Problem - A word-for-word transcription of the data below is required.

Data shown -
○ ○ ○

PR #404, opened 2024-08-12
Spark ignition utility

ThomasHowarth:
This PR adds the capability to add a source term to the energy equation, termed "spark".  The energy is deposited in a discrete spherical region at a particular time, for a specified duration - some discussion could be had about making these continuous functions, rather than being clipped in this way. Multiple sparks can be defined, and inputs have been added to documentation. Addresses some discussions had [here](https://github.com/AMReX-Combustion/PeleLMeX/discussions/384).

○ ○ ○

Completed task -
PR #404, opened 2024-08-12
Spark ignition utility

ThomasHowarth:
This PR adds the capability to add a source term to the energy equation, termed "spark".  The energy is deposited in a discrete spherical region at a particular time, for a specified duration - some discussion could be had about making these continuous functions, rather than being clipped in this way. Multiple sparks can be defined, and inputs have been added to documentation. Addresses some discussions had [here](https://github.com/AMReX-Combustion/PeleLMeX/discussions/384).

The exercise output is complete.